Les musulmans de France et les présidentielles de 2002: un lobby électoral en marche ?

Vincent Geisser, Schérazade Kelfaoui

Lundi 27 Mars 2006,
première parution : La Médina, au printemps 2002
Les 1,5 millions de Français issus des migrations arabo-musulmanes inscrits sur les listes électorales (estimation) peuvent-ils espérer infléchir les résultats des prochaines échéances présidentielles ? Si pour certains acteurs engagés et citoyens ordinaires, cette tentation lobbyiste apparaît comme une dérive dangereuse (le risque de communautarisation de notre vie publique), pour d’autres elle fait figure d’idéal politique, capable d’engendrer de nouvelles formes de mobilisation et de faire pression sur les candidats, accusés parfois de « tiédeur » quant à leur gestion interne du dossier « islam » et leur politique étrangère à l’égard du Monde arabe.
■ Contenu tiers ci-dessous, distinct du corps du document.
PR #7407, opened 2025-12-17
CNTRLPLANE-1988: Add Azure support to product CLI for self-managed customers

bryan-cox:

Adds Azure platform support to the product CLI (`hcp`) for self-managed Azure customers. This enables customers to create and manage Azure HostedClusters and NodePools using the productized CLI.

**New commands added:**
- `hcp create cluster azure` - Creates a HostedCluster on Azure
- `hcp destroy cluster azure` - Destroys a HostedCluster and its Azure infrastructure
- `hcp create nodepool azure` - Creates an Azure NodePool
- `hcp destroy nodepool` - Destroys a NodePool (platform-agnostic)

**Key design decisions:**
- Added `BindProductFlags` functions to expose only self-managed Azure flags, excluding ARO HCP-specific flags like `--managed-identities-file` and `--data-plane-identities-file`
- NodePool destroy is platform-agnostic since no cloud infrastructure cleanup is required
- Follows the established AWS product CLI pattern with thin wrappers

Fixes [CNTRLPLANE-1988](https://issues.redhat.com//browse/CNTRLPLANE-1988)

The `BindProductFlags` pattern differs slightly from AWS which uses `BindOptions` directly. This is intentional because Azure has distinct flag sets for self-managed (workload identities) vs managed/ARO HCP (managed identities), and the product CLI targets only self-managed customers.

I tested the commands out. Everything looked good to me - https://issues.redhat.com/browse/CNTRLPLANE-1988?focusedId=28746778&page=com.atlassian.jira.plugin.system.issuetabpanels:comment-tabpanel#comment-28746778.

## Checklist:

### DIFF
--- a/cmd/cluster/azure/create.go
+++ b/cmd/cluster/azure/create.go
@@ -31,11 +31,11 @@ const (
 
 var _ core.Platform = (*CreateOptions)(nil)
 
-func DefaultOptions() (*RawCreateOptions, error) {
+func DefaultOptions() *RawCreateOptions {
 	return &RawCreateOptions{
 		Location:     "eastus",
 		NodePoolOpts: azurenodepool.DefaultOptions(),
-	}, nil
+	}
 }
 
 func NewCreateCommand(opts *core.RawCreateOptions) *cobra.Command {
@@ -45,11 +45,7 @@ func NewCreateCommand(opts *core.RawCreateOptions) *cobra.Command {
 		SilenceUsage: true,
 	}
 
-	azureOpts, err := DefaultOptions()
-	if err != nil {
-		opts.Log.Error(err, "Failed to create default options")
-		return nil
-	}
+	azureOpts := DefaultOptions()
 	BindOptions(azureOpts, cmd.Flags())
 	_ = cmd.MarkPersistentFlagRequired("pull-secret")
 
@@ -78,31 +74,32 @@ func BindOptions(opts *RawCreateOptions, flags *pflag.FlagSet) {
 
 func bindCoreOptions(opts *RawCreateOptions, flags *pflag.FlagSet) {
 	// ARO HCP (managed Azure) only flags; these flags should not be used for self-managed Azure
-	flags.StringVar(&opts.KMSUserAssignedCredsSecretName, "kms-credentials-secret-name", opts.KMSUserAssignedCredsSecretName, "The name of a secret, in Azure KeyVault, containing the JSON UserAssignedIdentityCredentials used in KMS to authenticate to Azure.")
-	flags.StringVar(&opts.ManagedIdentitiesFile, "managed-identities-file", opts.ManagedIdentitiesFile, "Path to a file containing the managed identities configuration in json format.")
-	flags.StringVar(&opts.DataPlaneIdentitiesFile, "data-plane-identities-file", opts.DataPlaneIdentitiesFile, "Path to a file containing the client IDs of the managed identities for the data plane configured in json format.")
-	flags.BoolVar(&opts.AssignCustomHCPRoles, "assign-custom-hcp-roles", opts.AssignCustomHCPRoles, "Assign custom roles to HCP identities")
+	flags.StringVar(&opts.KMSUserAssignedCredsSecretName, "kms-credentials-secret-name", opts.KMSUserAssignedCredsSecretName, util.KMSCredentialsSecretNameDescription)
+	flags.StringVar(&opts.ManagedIdentitiesFile, "managed-identities-file", opts.ManagedIdentitiesFile, util.ManagedIdentitiesFileDescription)
+	flags.StringVar(&opts.DataPlaneIdentitiesFile, "data-plane-identities-file", opts.DataPlaneIdentitiesFile, util.DataPlaneIdentitiesFileDescription)
+	flags.BoolVar(&opts.AssignCustomHCPRoles, "assign-custom-hcp-roles", opts.AssignCustomHCPRoles, util.AssignCustomHCPRolesDescription)
 
 	// self-managed Azure only flags; these flags should not be used for ARO HCP (managed Azure)
-	flags.StringVar(&opts.WorkloadIdentitiesFile, "workload-identities-file", opts.WorkloadIdentitiesFile, "Path to a file containing the workload identity client IDs configuration in json format for self-managed Azure.")
+	flags.StringVar(&opts.WorkloadIdentitiesFile, "workload-identities-file", opts.WorkloadIdentitiesFile, util.WorkloadIdentitiesFileDescription)
 
 	// flags used for both ARO HCP and self-managed Azure
-	// In ARO HCP, it assigns roles to managed identities; in self-managed Azure, it assigns roles to workload identities. The self-managed HCP CLI version of this flage is named assign-identity-roles.
-	flags.BoolVar(&opts.AssignServicePrincipalRoles, "assign-service-principal-roles", opts.AssignServicePrincipalRoles, "Assign required Azure RBAC roles to identities (managed identities for ARO HCP, workload identities for self-managed).")
+	// In ARO HCP, it assigns roles to managed identities; in self-managed Azure, it assigns roles to workload identities.
+	// The self-managed HCP CLI version of this flag is named assign-identity-roles.
+	flags.BoolVar(&opts.AssignServicePrincipalRoles, "assign-service-principal-roles", opts.AssignServicePrincipalRoles, util.AssignServicePrincipalRolesDescription)
 
 	// general flags used for both managed and self-managed Azure
-	flags.StringVar(&opts.CredentialsFile, "azure-creds", opts.CredentialsFile, "Path to an Azure credentials file (required). This file is used to extract the subscription ID, tenant ID, and its credentials are used to create the necessary Azure resources for the HostedCluster.")
-	flags.StringVar(&opts.Location, "location", opts.Location, "Location for the HostedCluster. This is also used as the location for the Azure resources created for the HostedCluster.")
-	flags.StringVar(&opts.EncryptionKeyID, "encryption-key-id", opts.EncryptionKeyID, "etcd encryption key identifier in the form of https://<vaultName>.vault.azure.net/keys/<keyName>/<keyVersion> used to set up KMSv2 for etcd encryption.")
-	flags.StringSliceVar(&opts.AvailabilityZones, "availability-zones", opts.AvailabilityZones, "The availability zones in which NodePools will be created. Must be left unspecified if the region does not support AZs. If set, one nodepool per zone will be created.")
-	flags.StringVar(&opts.ResourceGroupName, "resource-group-name", opts.ResourceGroupName, "The resource group name to create the HostedCluster infrastructure resources under. If not provided, a new resource group will be created.")
-	flags.StringVar(&opts.VnetID, "vnet-id", opts.VnetID, "An existing VNET ID. If not provided, a new VNET will be created.")
-	flags.StringVar(&opts.NetworkSecurityGroupID, "network-security-group-id", opts.NetworkSecurityGroupID, "The Network Security Group ID to use in the default NodePool. If not provided, a new Network Security Group will be created.")
-	flags.StringToStringVarP(&opts.ResourceGroupTags, "resource-group-tags", "t", opts.ResourceGroupTags, "Additional tags to apply to the resource group created (e.g. 'key1=value1,key2=value2')")
-	flags.StringVar(&opts.SubnetID, "subnet-id", opts.SubnetID, "The subnet ID where the VMs will be placed. If not provided, a new subnet will be created.")
-	flags.StringVar(&opts.IssuerURL, "oidc-issuer-url", "", "The OIDC provider issuer URL.")
-	flags.StringVar(&opts.ServiceAccountTokenIssuerKeyPath, "sa-token-issuer-private-key-path", "", "The file to the private key for the service account token issuer.")
-	flags.StringVar(&opts.DNSZoneRGName, "dns-zone-rg-name", opts.DNSZoneRGName, "The name of the resource group where the DNS Zone resides. This is needed for the ingress controller. This is just the name and not the full ID of the resource group.")
+	flags.StringVar(&opts.CredentialsFile, "azure-creds", opts.CredentialsFile, util.AzureCredsDescription)
+	flags.StringVar(&opts.Location, "location", opts.Location, util.LocationDescription)
+	flags.StringVar(&opts.EncryptionKeyID, "encryption-key-id", opts.EncryptionKeyID, util.EncryptionKeyIDDescription)
+	flags.StringSliceVar(&opts.AvailabilityZones, "availability-zones", opts.AvailabilityZones, util.AvailabilityZonesDescription)
+	flags.StringVar(&opts.ResourceGroupName, "resource-group-name", opts.ResourceGroupName, util.ResourceGroupNameDescription)
+	flags.StringVar(&opts.VnetID, "vnet-id", opts.VnetID, util.VnetIDDescription)
+	flags.StringVar(&opts.NetworkSecurityGroupID, "network-security-group-id", opts.NetworkSecurityGroupID, util.NetworkSecurityGroupIDDescription)
+	flags.StringToStringVarP(&opts.ResourceGroupTags, "resource-group-tags", "t", opts.ResourceGroupTags, util.ResourceGroupTagsDescription)
+	flags.StringVar(&opts.SubnetID, "subnet-id", opts.SubnetID, util.SubnetIDDescription)
+	flags.StringVar(&opts.IssuerURL, "oidc-issuer-url", "", util.OIDCIssuerURLDescription)
+	flags.StringVar(&opts.ServiceAccountTokenIssuerKeyPath, "sa-token-issuer-private-key-path", "", util.SATokenIssuerKeyPathDescription)
+	flags.StringVar(&opts.DNSZoneRGName, "dns-zone-rg-name", opts.DNSZoneRGName, util.DNSZoneRGNameDescription)
 }
 
 // BindDeveloperOptions binds developer/development only options for the Azure create cluster command
@@ -129,7 +126,7 @@ func BindProductFlags(opts *RawCreateOptions, flags *pflag.FlagSet) {
 	flags.StringVar(&opts.WorkloadIdentitiesFile, "workload-identities-file", opts.WorkloadIdentitiesFile, util.WorkloadIdentitiesFileDescription)
 	flags.StringVar(&opts.IssuerURL, "oidc-issuer-url", "", util.OIDCIssuerURLDescription)
 	flags.StringVar(&opts.ServiceAccountTokenIssuerKeyPath, "sa-token-issuer-private-key-path", "", util.SATokenIssuerKeyPathDescription)
-	flags.BoolVar(&opts.AssignServicePrincipalRoles, "assign-identity-roles", opts.AssignServicePrincipalRoles, util.AssignIdentityRolesDescription)
+	flags.BoolVar(&opts.AssignServicePrincipalRoles, "auto-assign-roles", opts.AssignServicePrincipalRoles, util.AutoAssignRolesDescription)
 
 	// Encryption
 	flags.StringVar(&opts.EncryptionKeyID, "encryption-key-id", opts.EncryptionKeyID, util.EncryptionKeyIDDescription)
--- a/cmd/nodepool/azure/create.go
+++ b/cmd/nodepool/azure/create.go
@@ -28,7 +28,6 @@ type AzurePlatformCreateOptions struct {
 	EnableEphemeralOSDisk         bool
 	DiskStorageAccountType        string
 	SubnetID                      string
-	ImageID                       string
 	ImageGeneration               string
 	Arch                          string
 	EncryptionAtHost              string
@@ -147,7 +146,7 @@ func (o *RawAzurePlatformCreateOptions) Validate() (*ValidatedAzurePlatformCreat
 	}
 
 	if o.EncryptionAtHost != "" && o.EncryptionAtHost != "Enabled" && o.EncryptionAtHost != "Disabled" {
-		return nil, fmt.Errorf("flag --enable-encryption-at-host has an invalid value; accepted values are 'Enabled' and 'Disabled'")
+		return nil, fmt.Errorf("flag --encryption-at-host has an invalid value; accepted values are 'Enabled' and 'Disabled'")
 	}
 
 	if !slices.Contains([]string{"", "1", "2", "3"}, o.AvailabilityZone) {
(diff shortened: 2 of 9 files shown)


wewang58:
/verified by @wewang58 
@bryan-cox the pr is already tested, we merge the pr first? then test the pr: https://github.com/openshift/hypershift/pull/7436, right?

product-cli/main.go
```diff
@@ -26,9 +26,16 @@ import (
 	"github.com/openshift/hypershift/product-cli/cmd/destroy"
 
 	"github.com/spf13/cobra"
+	"go.uber.org/zap/zapcore"
+	ctrl "sigs.k8s.io/controller-runtime"
+	"sigs.k8s.io/controller-runtime/pkg/log/zap"
 )
```
devguyio: we do k8s imports in a separate group

product-cli/main.go
```diff
@@ -26,9 +26,16 @@ import (
...
 
 func main() {
+	ctrl.SetLogger(zap.New(zap.JSONEncoder(func(o *zapcore.EncoderConfig) {
```
devguyio: I definitely support JSON structured logging, however in a CLI don't you think a normal console output is more user friendly?

also this is inconsistent with other commands like destroy command.

product-cli/cmd/cluster/azure/create.go
```diff
@@ -0,0 +1,50 @@
...
+
+	azureOpts, err := hypershiftazure.DefaultOptions()
+	if err != nil {
+		opts.Log.Error(err, "Failed to create default options")
+		cmd.RunE = func(cmd *cobra.Command, args []string) error {
+			return fmt.Errorf("failed to initialize Azure options: %w", err)
+		}
+		return cmd
+	}
+
```
devguyio: Is this pattern correct? DefaultOptions() will never return an error, and the error handling here is to set a command that fails? I think it's better to simplify this and follow the other commands' pattern where DefaultOptions doesn't return an error

product-cli/cmd/cluster/azure/create.go
```diff
@@ -0,0 +1,50 @@
...
+	hypershiftazure.BindProductFlags(azureOpts, cmd.Flags())
+
```
devguyio, line 24: in [aws-cli](https://github.com/openshift/hypershift/blob/main/product-cli/cmd/cluster/aws/create.go#L20-L21) we set the `opts.ReleaseStream`, should we do that here too?

cmd/cluster/azure/create.go
```diff
@@ -107,6 +110,34 @@ func BindDeveloperOptions(opts *RawCreateOptions, flags *pflag.FlagSet) {
 	bindCoreOptions(opts, flags)
 }
 
+// BindProductFlags binds customer-facing flags for self-managed Azure in the product CLI
+func BindProductFlags(opts *RawCreateOptions, flags *pflag.FlagSet) {
+	// Required credentials
+	flags.StringVar(&opts.CredentialsFile, "azure-creds", opts.CredentialsFile, util.AzureCredsDescription)
```
devguyio, line 113: so my understanding is that here description is moved to a struct because description gets to be a long string, however on the downsides are:
1. Less code readability vs having the option name right next to the description, thus understanding the option from a first glance.
2. Mixed convention, because even a few lines above the options follow the other convention.

I'd suggest we stay with the old convention OR move all azure options to as struct where both the name and the description live together, and hoping we'd unify the rest of the commands later.

cmd/cluster/azure/create.go
```diff
@@ -107,6 +110,34 @@ func BindDeveloperOptions(opts *RawCreateOptions, flags *pflag.FlagSet) {
...
+	flags.StringVar(&opts.SubnetID, "subnet-id", opts.SubnetID, util.SubnetIDDescription)
+	flags.StringVar(&opts.NetworkSecurityGroupID, "network-security-group-id", opts.NetworkSecurityGroupID, util.NetworkSecurityGroupIDDescription)
+	flags.StringToStringVarP(&opts.ResourceGroupTags, "resource-group-tags", "t", opts.ResourceGroupTags, util.ResourceGroupTagsDescription)
+	flags.StringVar(&opts.DNSZoneRGName, "dns-zone-rg-name", opts.DNSZoneRGName, util.DNSZoneRGNameDescription)
+
+	// Self-managed Azure identity flags
+	flags.StringVar(&opts.WorkloadIdentitiesFile, "workload-identities-file", opts.WorkloadIdentitiesFile, util.WorkloadIdentitiesFileDescription)
+	flags.StringVar(&opts.IssuerURL, "oidc-issuer-url", "", util.OIDCIssuerURLDescription)
+	flags.StringVar(&opts.ServiceAccountTokenIssuerKeyPath, "sa-token-issuer-private-key-path", "", util.SATokenIssuerKeyPathDescription)
+	flags.BoolVar(&opts.AssignServicePrincipalRoles, "assign-identity-roles", opts.AssignServicePrincipalRoles, util.AssignIdentityRolesDescription)
```
devguyio: I understand why the `assign-identity-roles` and `assign-service-principal-roles` have different names, but using the same opt field for both is confusing IMHO and carries an assumption that can make debuging harder (i.e. code reader must know that this opt, is the one that comes from a different flag name only for this case). 

I think it's simple if we just assign the same abstract-name for both the flags and opts field across both ARO and self-managed (e.g. `auto-assign-roles`), and deprecate the `assign-service-principal-roles` role to not break the CI

cmd/nodepool/azure/create.go
```diff
@@ -83,6 +82,32 @@ func BindDeveloperOptions(opts *RawAzurePlatformCreateOptions, flags *pflag.Flag
...
+	flags.StringVar(&opts.InstanceType, "instance-type", opts.InstanceType, util.InstanceTypeDescription)
+	flags.Int32Var(&opts.DiskSize, "root-disk-size", opts.DiskSize, util.RootDiskSizeDescription)
+	flags.StringVar(&opts.AvailabilityZone, "availability-zone", opts.AvailabilityZone, util.AvailabilityZoneDescription)
+	flags.StringVar(&opts.SubnetID, "nodepool-subnet-id", opts.SubnetID, util.SubnetIDDescription)
+
+	// Disk configuration
+	flags.StringVar(&opts.DiskStorageAccountType, "disk-storage-account-type", opts.DiskStorageAccountType, util.DiskStorageAccountTypeDescription)
+	flags.StringVar(&opts.DiskEncryptionSetID, "disk-encryption-set-id", opts.DiskEncryptionSetID, util.DiskEncryptionSetIDDescription)
+	flags.BoolVar(&opts.EnableEphemeralOSDisk, "enable-ephemeral-disk", opts.EnableEphemeralOSDisk, util.EnableEphemeralOSDiskDescription)
+	flags.StringVar(&opts.EncryptionAtHost, "encryption-at-host", opts.EncryptionAtHost, util.EncryptionAtHostDescription)
```
devguyio, line 96: I noticed the error message in line 150 has the wrong flag name `--enable-encryption-at-host`

cmd/nodepool/azure/create.go
```diff
@@ -70,7 +70,6 @@ func bindCoreOptions(opts *RawAzurePlatformCreateOptions, flags *pflag.FlagSet)
 	flags.BoolVar(&opts.EnableEphemeralOSDisk, "enable-ephemeral-disk", opts.EnableEphemeralOSDisk, "If enabled, the Azure VMs in the NodePool will be setup with ephemeral OS disks")
 	flags.StringVar(&opts.DiskStorageAccountType, "disk-storage-account-type", opts.DiskStorageAccountType, "The disk storage account type for the OS disks for the VMs.")
 	flags.StringVar(&opts.SubnetID, "nodepool-subnet-id", opts.SubnetID, "The subnet id where the VMs will be placed.")
-	flags.StringVar(&opts.ImageID, "image-id", opts.ImageID, "The Image ID to boot the VMs with.")
 	flags.StringVar(&opts.ImageGeneration, "image-generation", opts.ImageGeneration, "The Hyper-V generation of the Azure VM image. Supported values: Gen1, Gen2. If unspecified, defaults to Gen2.")
```
devguyio, line 72: with the `--image-id` flag removed, we need to remove the opts field (line 31) and the code in line 208

product-cli/cmd/cluster/azure/destroy.go
```diff
@@ -0,0 +1,36 @@
...
+func NewDestroyCommand(opts *core.DestroyOptions) *cobra.Command {
+	cmd := &cobra.Command{
+		Use:          "azure",
+		Short:        "Destroys a HostedCluster and its associated infrastructure on Azure",
+		SilenceUsage: true,
+	}
+
+	opts.AzurePlatform.Location = "eastus"
+	cmd.Flags().StringVar(&opts.AzurePlatform.CredentialsFile, "azure-creds", opts.AzurePlatform.CredentialsFile, util.AzureCredsDescription)
+	cmd.Flags().StringVar(&opts.AzurePlatform.Location, "location", opts.AzurePlatform.Location, util.LocationDescription)
```
devguyio: seeing how the codepath of destroy infers the location if the hosted cluster exists, I think this description should be something like

```markdown
Azure region of the cluster. Inferred from the HostedCluster if it exists; only required if the cluster resource has already been deleted.
```

product-cli/main.go
devguyio: This is how it would like 

```text
⬢ [go-dev] ❯ ./bin/hcp create cluster aws
{"level":"error","ts":"2026-01-20T12:37:40+01:00","msg":"Failed to create cluster","error":"--name is required","stacktrace":"github.com/openshift/hypershift/product-cli/cmd/cluster/aws.NewCreateCommand.func1\n\t/home/ahmed/GolandProjects/github.com/openshift/hypershift_ws/capi-bump/hypershift/product-cli/cmd/cluster/aws/create.go:34\ngithub.com/spf13/cobra.(*Command).execute\n\t/home/ahmed/GolandProjects/github.com/openshift/hypershift_ws/capi-bump/hypershift/vendor/github.com/spf13/cobra/command.go:1015\ngithub.com/spf13/cobra.(*Command).ExecuteC\n\t/home/ahmed/GolandProjects/github.com/openshift/hypershift_ws/capi-bump/hypershift/vendor/github.com/spf13/cobra/command.go:1148\ngithub.com/spf13/cobra.(*Command).Execute\n\t/home/ahmed/GolandProjects/github.com/openshift/hypershift_ws/capi-bump/hypershift/vendor/github.com/spf13/cobra/command.go:1071\ngithub.com/spf13/cobra.(*Command).ExecuteContext\n\t/home/ahmed/GolandProjects/github.com/openshift/hypershift_ws/capi-bump/hypershift/vendor/github.com/spf13/cobra/command.go:1064\nmain.main\n\t/home/ahmed/GolandProjects/github.com/openshift/hypershift_ws/capi-bump/hypershift/product-cli/main.go:66\nruntime.main\n\t/home/ahmed/go/pkg/mod/golang.org/toolchain@v0.0.1-go1.24.11.linux-amd64/src/runtime/proc.go:283"}
Error: --name is required
--name is required
```

devguyio: after digging deeper, there are two separate issues here:
1. Let's switch to using the Log from cmd/log/log.go because that's the convention across the repo.
2. We need to improve the UX. But that's irrelevant of this PR I believe, unless we wanna start self-managed with a good UX.

product-cli/cmd/cluster/azure/create.go
```diff
@@ -0,0 +1,50 @@
...
+	_ = cmd.MarkFlagRequired("azure-creds")
+	_ = cmd.MarkPersistentFlagRequired("pull-secret")
+
+	cmd.RunE = func(cmd *cobra.Command, args []string) error {
```
devguyio, line 28: (Not specific for Azure)

Our UX for error handling could use some love. Currently:
1. We use RunE, which expects that the run func returns the error, and Cobra will print it nor log it. 
2. Yet we log it (line 43).
3. And we print it again in [main.go](https://github.com/openshift/hypershift/blob/main/product-cli/main.go#L55)
```go
	if err := cmd.ExecuteContext(ctx); err != nil {
		_, _ = fmt.Fprintf(os.Stderr, "%v\n", err)
		os.Exit(1)
	}
```


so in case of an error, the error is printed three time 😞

Le lobby électoral : un imaginaire davantage élitiste que citoyen
Si le terme de « lobby » est encore tabou dans l’espace politique français, parce qu’il reste associé à une fantasmatique xénophobe (la théorie des « quatre États confédérés » de Charles Maurras réactualisée par le FN et le MNR), il est depuis quelques années investi par certaines élites françaises issues des minorités cultuelles et culturelles qui entendent « peser » sur la vie politique locale et nationale, en favorisant la constitution de groupes d’intérêts sur des bases clairement communautaires. Ainsi, dans les années 1970, le thème du lobby fut largement débattu au sein du Conseil représentatif des institutions juives de France (CRIF), où certains responsables proposèrent ouvertement l’hypothèse d’un « lobby juif » (selon le modèle américain), susceptible de donner des consignes de vote au moment des échéances électorales. À l’époque, ce projet ne fut pas retenu par les dirigeants nationaux du CRIF, même si localement (à l’échelon communal par exemple) certaines associations communautaires juives sont toujours tentées de jouer sur ce type de pressions pour imposer leurs revendications en termes de subventions municipales et de gratifications matérielles (1).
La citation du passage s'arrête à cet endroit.